When the present invention was applied to an X-ray imaging tube whose input screen has an effective diameter of 9 inches, the tube exhibited resolution of 60Rp/cm, whereas the conventional X-ray image tube having a 9-inch input screen had only 501p/cm.

Claims

1. An X-ray imaging tube which comprises:

a vacuum envelope (11) having an input end and an output end;

an input screen (12) comprising a substrate (16) located in the input end of said envelope (11), an input phosphor layer (17) formed on said substrate (16) and comprising a number of columnar phosphor crystals (17a), and a photoelectric layer (18) formed directly or indirectly on said input phosphor layer (17);

an output screen (14) located in the output end of said envelope (11);

an anode located (13) in the output end of said envelope (11);

a beam-converging electrode (15) located in said envelope (11) and extending along the inner surface of said envelope (11); and

a plurality of optically opaque layers (21) formed in each columnar crystal and extending from the surface thereof.

2. An X-ray imaging tube according to claim 1, characterized in that said optically opaque layers (21) are made of a metal selected from the group consisting of aluminum, chromium, and nickel.

3. A method of manufacturing an X-ray imaging tube, comprising the steps of:

vapor-depositing a predetermined phosphor on a substrate (16), thereby forming on said substrate (16) an input phosphor layer (17) consisting of a number of columnar crystals (17a);

vapor-depositing a predetermined material, thereby forming an optically opaque layer (21) on the tip of each columnar crystal (17a);

sputtering said surface of said optically opaque layer (21), thereby removing a part of said optically opaque layer (21) formed on the tip of said columnar crystal (17a);

vapor-depositing said predetermined phosphor; and

repeating these steps, if necessary, thereby forming a plurality of optically opaque layers (21) in each columnar crystal (17a), which extend from circumferential surface of the columnar crystal (17a).

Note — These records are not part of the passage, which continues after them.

PR #430, opened 2020-03-18
Dram hit ratio algorithm

mmucek95:


wca/scheduler/algorithms/dram_hit_ratio_provision.py
```diff
@@ -0,0 +1,54 @@
...
+
+from wca.metrics import Metric, MetricType
+from wca.scheduler.algorithms.base import BaseAlgorithm, QueryDataProviderInfo
+from wca.scheduler.metrics import MetricName
+from wca.scheduler.types import NodeName
+
+log = logging.getLogger(__name__)
+
+
+THRESHOLD = 0.99
```
Creatone: The threshold could be configurable. ```0.99``` can be a default value for this parameter.

wca/scheduler/algorithms/dram_hit_ratio_provision.py
```diff
@@ -0,0 +1,54 @@
...
+
+
+class DramHitRatioProvision(BaseAlgorithm):
+    def app_fit_node(self, node_name: NodeName, app_name: str,
```
Creatone: There are no tests for this method. 
It's the major feature of your PR, so in my opinion, this should be tested properly.

wca/scheduler/algorithms/dram_hit_ratio_provision.py
```diff
@@ -0,0 +1,54 @@
...
+from wca.scheduler.metrics import MetricName
+from wca.scheduler.types import NodeName
+
+log = logging.getLogger(__name__)
+
+
+THRESHOLD = 0.99
+
+
+class DramHitRatioProvision(BaseAlgorithm):
```
Creatone: There can be a little comment what this algorithm does.

wca/scheduler/algorithms/dram_hit_ratio_provision.py
mmucek95: Done

wca/scheduler/algorithms/dram_hit_ratio_provision.py
mmucek95: Done

wca/scheduler/algorithms/dram_hit_ratio_provision.py
mmucek95: Done

PR #432, opened 2020-03-24
Example experiment runner

mmucek95:


felidadae:
Moved to https://github.com/intel/workload-collocation-agent/pull/437 with kept commits, commits authors from this PR.

PR #426, opened 2020-03-08
Rescheduling in wca-scheduler. Score algorithm.

ppalucki:

PR #435, opened 2020-03-27
Prometheus rules for score2 [wait for #426 to be merged]

mmucek95:


felidadae:
Why the dashboard does not show score2? I checked on graphana internal intel servers.

mmucek95:
> Why the dashboard does not show score2? I checked on graphana internal intel servers.

Please elaborate

PR #436, opened 2020-04-01
Dram hit integration with score

mmucek95:


wca/scheduler/algorithms/score.py
```diff
@@ -62,6 +63,16 @@ def __init__(self, data_provider: ScoreDataProvider,
         super().__init__(data_provider, dimensions, max_node_score, alias)
```
felidadae, line 63: must be divided into base classes, as different parameters

mmucek95: Done

PR #438, opened 2020-04-06
More than four uncore metrics per pmu type

mmucek95:


wca/runners/measurement.py
```diff
@@ -446,44 +446,45 @@ def _prepare_events(self, uncore_events):
...
-        )
-
-        # Wrap with derived..
-        if enable_derived_metrics:
-            self._uncore_derived_metrics = UncoreDerivedMetricsGenerator(
-                self._uncore_pmu.get_measurements)
-            self._uncore_get_measurements = self._uncore_derived_metrics.get_measurements
-        else:
-            self._uncore_get_measurements = self._uncore_pmu.get_measurements
+        for event_groups in uncore_events:
```
ppalucki, line 453: we can trick here to be backward compatible - 
if first of elements is a string, then 

uncore_events = [uncover_events]

before the for

wca/runners/measurement.py
```diff
@@ -177,7 +177,7 @@ def __init__(
             event_names: List[str] = [],
             perf_aggregate_cpus: bool = True,
             enable_derived_metrics: bool = False,
-            uncore_event_names: List[str] = [],
+            uncore_event_names: List[List[str]] = [],
```
ppalucki, line 180: if we use the trick to allow single list, the type has to be:
```python
uncore_event_names: List[Union[List[str], str]]
```

ppalucki: this will allow to configure wca:
```yaml
uncore_event_names:
- x1 
- x2
```

or 
```yaml

uncore_event_names:
- [x1, x2]
```
or
```yaml 
uncore_event_names:
- [x1, x2]
- [x3, x4]
```

PR #443, opened 2020-04-09
External metrics (based on previous PR)

ppalucki:
Allow to collect external metrics providing sub process command to collect and regexp to parse output from external process.

Documentation and idea described here: https://github.com/ppalucki/owca/blob/ppalucki/external-metrics/docs/api.rst#external


ppalucki:
Suspended for now - not required anymore, was only used for testing purposes.

PR #448, opened 2020-04-20
Limiting cpu for experiments

mmucek95:


Damenus:
Please, you should add in config example using this new feature

examples/kubernetes/wca-scheduler/config.yaml
```diff
@@ -14,6 +14,7 @@ algorithm: !Score
     - membw_write
     - membw_read
     - wss
+  cpu_scale_factor: 1
```
Damenus, line 17: Here, it should be a float, no int.

PR #453, opened 2020-04-27
Dockerfiles improvements

mmucek95:


Makefile
```diff
@@ -201,3 +205,18 @@ tester:
 generate_docs:
 	@echo Generate documentation.
 	$(call execute_in_venv, env PYTHONPATH=. python util/docs.py)
+
+hadolint_check:
```
felidadae, line 209: if wants to check all Dockerfiles you could use find tool (find . -name Dockerfile)

examples/workloads/stress_ng/Dockerfile
```diff
@@ -20,8 +20,8 @@ RUN yum install -y gcc git make wget patch
 RUN wget https://github.com/ColinIanKing/stress-ng/archive/V0.10.08.tar.gz
 RUN tar -xzf V0.10.08.tar.gz
 WORKDIR /stress-ng-0.10.08
-ADD APM.patch APM.patch
-RUN cat APM.patch | patch -p 1
+COPY APM.patch APM.patch
```
Damenus, line 23: Why COPY is better then ADD?

Dockerfile
```diff
@@ -34,11 +34,11 @@ RUN yum -y update && yum -y install python36 python-pip which make git wget
 # The official way to build impctl is used below,
 # based on instruction from https://github.com/intel/ipmctl#build,
 # where ndctl, libsafec is dependency of ipmctl
-RUN (cd /etc/yum.repos.d/; \
-        wget https://copr.fedorainfracloud.org/coprs/jhli/ipmctl/repo/epel-7/jhli-ipmctl-epel-7.repo; \
-        wget https://copr.fedorainfracloud.org/coprs/jhli/safeclib/repo/epel-7/jhli-safeclib-epel-7.repo)
+WORKDIR /etc/yum.repos.d
+RUN wget https://copr.fedorainfracloud.org/coprs/jhli/ipmctl/repo/epel-7/jhli-ipmctl-epel-7.repo
```
Damenus, line 38: Can be there one RUN with the two wget?

examples/workloads/stress_ng/Dockerfile
mmucek95: https://docs.docker.com/develop/develop-images/dockerfile_best-practices/#add-or-copy

Dockerfile
mmucek95: Yes, there can be.

PR #455, opened 2020-05-11
Admission controller - annotating pods

mmucek95:


examples/kubernetes/monitoring/prometheus/prometheus_rule.app.yaml
```diff
@@ -63,6 +63,10 @@ spec:
         - record: app_contention_sensitivity
           expr: clamp_max(app_memory_intensity * app_memory_utilization / app_rw, 5)  # for DEMO1
 
+        # Requested to WSS ratio in %
+        - record: app_pmem_ratio
```
felidadae, line 67: why that name? should not be app_wss_to_mem_ratio ?

requirements.txt
```diff
@@ -9,5 +9,6 @@ pytest==5.3.5                    # 2020.02.07
 pytest-cov==2.8.1                # 2019.10.05
 flake8==3.7.9                    # 2019.10.28
 setuptools_scm==3.4.3            # 2020.02.07
-flask==1.1.1		         # 2019.12.15
-gunicorn==20.0.4		 # 2019.12.18
+flask==1.1.1		             # 2019.12.15
```
felidadae, line 12: wrong indentation

wca/admission_controller/wss_data_provider.py
```diff
@@ -0,0 +1,41 @@
...
+#
+# Unless required by applicable law or agreed to in writing, software
+# distributed under the License is distributed on an "AS IS" BASIS,
+# WITHOUT WARRANTIES OR CONDITIONS OF ANY KIND, either express or implied.
+# See the License for the specific language governing permissions and
+# limitations under the License
+
+from wca.prometheus import Prometheus
+
+WSS_QUERY = 'max(max_over_time(task_wss_referenced_bytes[3h])) by (app)'
```
felidadae, line 17: can be configured in config file? (this and two below lines)
i think in scheduler there was option to do so, i think it would be better to stick to the previous way of doing things.

PR #456, opened 2020-05-22
Configs, prom rules

felidadae:
- score rules improved:
  - (ppalucki scaled version for R/W)
  - add membw_flat
  - fix naming to stick with presentation (20.05.2020)
- kustomize fix for redis
  - lower latency
- Change wca-scheduler config to use metrics created in prom rules (previously we had two sources of truth)
- as now score is not negative (just remove mutlipling by (-1)), I adjust proper line in Score algorithm
- add to prom rules safety capacities of PMEM
- finish improving config for wca-scheduler
- remove wrong defaults for Queries in DataProvider


examples/kubernetes/wca-scheduler/config.yaml
```diff
@@ -6,31 +6,31 @@ kubeapi: &kubeapi !Kubeapi
...
+  score_target: 1.5
   max_node_score: 10000.
   dimensions:
     - mem
     - cpu
     - membw_write
     - membw_read
     - wss
-  cpu_scale_factor: 1.0
+  cpu_scale_factor: 0.8
```
Damenus, line 17: We shouldn't unify setting max utilization for resources? CPU has `cpu_scale_factor` param, but MBW has Queries multiplication by number.

examples/kubernetes/monitoring/prometheus/prometheus_rule.score.yaml
```diff
@@ -119,14 +119,14 @@ spec:
       expr: count(task_up) by (app)
 
     # very low metric
-    - record: task_memory_rw_ratio
-      expr: rate(task_offcore_requests_demand_data_rd[10m]) / (rate(task_offcore_requests_demand_data_rd[10m]) + rate(task_offcore_requests_demand_rfo[10m]))
+    - record: app_memory_rw_ratio
+      expr: (rate(task_offcore_requests_demand_data_rd[10m]) + rate(task_offcore_requests_demand_rfo[10m])) / (rate(task_offcore_requests_demand_data_rd[10m]) + 2*rate(task_offcore_requests_demand_rfo[10m]))
```
Damenus, line 123: Why you multiply by 2?

felidadae: its ppalucki equation

examples/kubernetes/wca-scheduler/config.yaml
felidadae: i think the same

examples/kubernetes/monitoring/prometheus/prometheus_rule.score.yaml
Damenus: Ok

PR #461, opened 2020-06-03
Working set size - stabilization

mmucek95:


wca/wss.py
```diff
@@ -22,41 +23,127 @@
...
+    def _discover_pids(self):
         pids = set(self.get_pids(include_threads=False))
         all_pids = os.listdir('/proc')
-        all_pids = set(filter(lambda x: x.isdecimal(), all_pids))
+        all_pids = set(map(str, filter(lambda x: x.isdecimal(), all_pids)))
         pids = pids & all_pids
-        log.debug('calculating wss for pids %s', pids)
+        return pids
+
+    def _check_if_stable(self, referenced, resgroup, mongroup_name):
```
ppalucki, line 54: I've not added description in my PoC, but can you do this.
Remember a comment should express intention not mechanic of the function. 

And what I see it is responsible for update internal ``stable`` counter. Please consider renaming this function to something like "_update_stable_counter"

wca/wss.py
```diff
@@ -22,41 +23,127 @@
...
+        for socket_dir in socket_dirs:
+            file = resgroup.get_event_file(socket_dir, 'mbm_total_bytes', mongroup_name)
+            current[socket_dir] = float(open(file).read())
+
+        if self.prev_value:
+            value = {s: (current[s] - self.prev_value[s]) / self.interval_s / 1000000
+                     for s in self.prev_value.keys()}
+            self.bw_values.append(value)
+        self.prev_value = current
+        bw_mbs = self.get_total_bw()
```
ppalucki, line 66: You could use existing mechanism of collecting MBW from resctrl.py, couldn't you?
I'm ok with existing because it still a PoC but just want to know was is too hard or impossible?

wca/wss.py
```diff
@@ -22,41 +23,127 @@
...
 
-        if self._cycle % self.reset_interval == 0:
-            for pid in pids:
-                try:
-                    with open('/proc/{}/clear_refs'.format(pid), 'w') as f:
-                        f.write('1\n')
-                except FileNotFoundError:
-                    log.warning('pid does not exist for clearing refs - ignoring!')
-                    pass
+        referenced = int(referenced/1024)  # scale as megabytes
```
ppalucki, line 129: There is a bug here, first you're dividing by 1000 to multiple by 1024 in next line. Very suspicious.

wca/wss.py
```diff
@@ -22,41 +23,127 @@
...
+        self._check_if_stable(referenced, resgroup, mongroup_name)
+
+        if self.stable_cycles != 0 and self.stable == self.stable_cycles:
+            self.stable = 0
+            should_reset = True
+            measurements[MetricName.TASK_WORKING_SET_SIZE_BYTES] = referenced
```
ppalucki, line 135: I think, that if we do not have, stable result then we should return last stable value (if any exists) - your way, we're risking that the values between will be extrapolated by Prometheus.
Maybe we should add another metric to be able to conclude how stable the task_working_set_size_bytes is.

mmucek95: Added the last stable value if a cycle is not stable.

wca/wss.py
mmucek95: Fixed.

wca/runners/measurement.py
```diff
@@ -191,9 +191,9 @@ def __init__(
             task_label_generators: Optional[Dict[str, TaskLabelGenerator]] = None,
             allocation_configuration: Optional[AllocationConfiguration] = None,
             wss_reset_interval: int = 0,
+            wss_stable_duration: int = 30,
```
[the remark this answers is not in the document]
mmucek95: Fixed.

4. A method according to claim 3, characterized in that the ion gas used in sputtering said surface of said optically opaque layer is one selected from the group consisting of Ar and F.

5. A method according to claim 3, characterized in that the ion gas used in sputtering said surface of said optically opaque layer is one selected from the group consisting of Ar⁺, F⁺, Xe⁺.